Objective: The aim of this study was to evaluate the efficacy of acceptance and commitment therapy (ACT) in the reduction of disappointment, psychological distress, and psychasthenia among patients with systemic lupus erythematosus (SLE).
Method : This quasi-experimental study was conducted on 24 females with lupus who referred to the Rheumatoid Disease Research Center (RDRC) of Ghaem hospital in Mashhad, Iran. This study had a pretest-posttest control group design. The participants were randomly assigned into 2 groups of experimental and control. The experimental group was treated with ACT. Data were collected using the Beck’s Hopelessness Scale, Kessler’s Psychological Distress Inventory, and Krupp’s Psychasthenia Inventory.

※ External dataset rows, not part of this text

PR #1158, opened 2019-09-27
Introduce a round_to_power utility

alurban:
This PR introduces a new utility, `gwpy.utils.misc.round_to_power`, which accepts any positive scalar (`float`, `int`, `~astropy.units.Quantity`, etc.) and rounds (in log space) to the nearest integer power of a given base. The output has the same type as the base, and users can force the function to round up or down if they desire.

The new utility replaces and generalizes an existing one in `gwpy.signal.qtransform`.

cc @duncanmmacleod

### DIFF
--- a/gwpy/signal/qtransform.py
+++ b/gwpy/signal/qtransform.py
@@ -289,7 +289,8 @@ class QPlane(QBase):
     def whitening_duration(self):
         """The recommended data duration required for whitening
         """
-        return round_to_power(self.q / (2 * self.frange[0]))
+        return round_to_power(self.q / (2 * self.frange[0]),
+                              base=2, which=None)
 
     def transform(self, fseries, norm=True, epoch=None, search=None):
         """Calculate the energy `TimeSeries` for the given `fseries`
@@ -355,7 +356,8 @@ class QTile(QBase):
         :type: `int`
         """
         tcum_mismatch = self.duration * 2 * pi * self.frequency / self.q
-        return round_to_power(tcum_mismatch / self.deltam, which='upper')
+        return round_to_power(tcum_mismatch / self.deltam,
+                              base=2, which='upper')
 
     @property
     def windowsize(self):
--- a/gwpy/signal/qtransform.py
+++ b/gwpy/signal/qtransform.py
@@ -34,6 +34,7 @@ from six.moves import xrange
 import numpy
 from numpy import fft as npfft
 
+from ..utils import round_to_power
 from ..segments import Segment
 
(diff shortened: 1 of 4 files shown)


gwpy/signal/qtransform.py
```diff
@@ -288,7 +289,7 @@ def farray(self):
     def whitening_duration(self):
         """The recommended data duration required for whitening
         """
-        return 2 ** (round(log(self.q / (2 * self.frange[0]), 2)))
+        return round_to_power(self.q / (2 * self.frange[0]))
```
duncanmmacleod: I think passing the keywords might make the usage a little clearer in this case.

```suggestion
        return round_to_power(self.q / (2 * self.frange[0]), base=2, which=None)
```

gwpy/signal/qtransform.py
```diff
@@ -354,7 +355,7 @@ def ntiles(self):
         :type: `int`
         """
         tcum_mismatch = self.duration * 2 * pi * self.frequency / self.q
-        return next_power_of_two(tcum_mismatch / self.deltam)
+        return round_to_power(tcum_mismatch / self.deltam, which='upper')
```
duncanmmacleod:
```suggestion
        return round_to_power(tcum_mismatch / self.deltam, base=2, which='upper')
```

gwpy/signal/qtransform.py
alurban: @duncanmmacleod, this is done in the latest commit

gwpy/signal/qtransform.py
alurban: Done in the latest commit

gwpy/utils/tests/test_misc.py
```diff
@@ -47,6 +47,25 @@ def test_null_context():
...
+    assert utils_misc.round_to_power(2) == 2
+    assert utils_misc.round_to_power(9, base=10) == 10
+    assert utils_misc.round_to_power(5, which='lower') == 4
+    assert utils_misc.round_to_power(5, which='upper') == 8
+    # test output
+    base = 10.
+    rounded = utils_misc.round_to_power(9, base=base)
+    assert base == rounded
+    assert type(base) == type(rounded)
+    with pytest.raises(ValueError) as exc:
```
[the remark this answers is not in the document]
alurban: Done in the latest commit

alurban:
Thanks for reviewing @duncanmmacleod, I've implemented your suggested changes in the latest commit.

Results: Mean age and mean duration of illness were 37.25±4.61 and 5.12±2.33 years, respectively. The mean disappointment score and psychological distress in the experimental group were lower compared to those in control group at the post experimental stage (P<0.001). Moreover, there was a significant difference between the experimental and control groups in the mean scores of psychasthenia in the posttest stage (P<0.001).
Conclusion: According to the obtained results of this study, the enhancement of psychological flexibility based on ACT positively affected disappointment, psychological distress, and psychasthenia among the lupus patients. Therefore, it can be concluded that this therapeutic approach could reduce psychasthenia in patients through clarification of the values.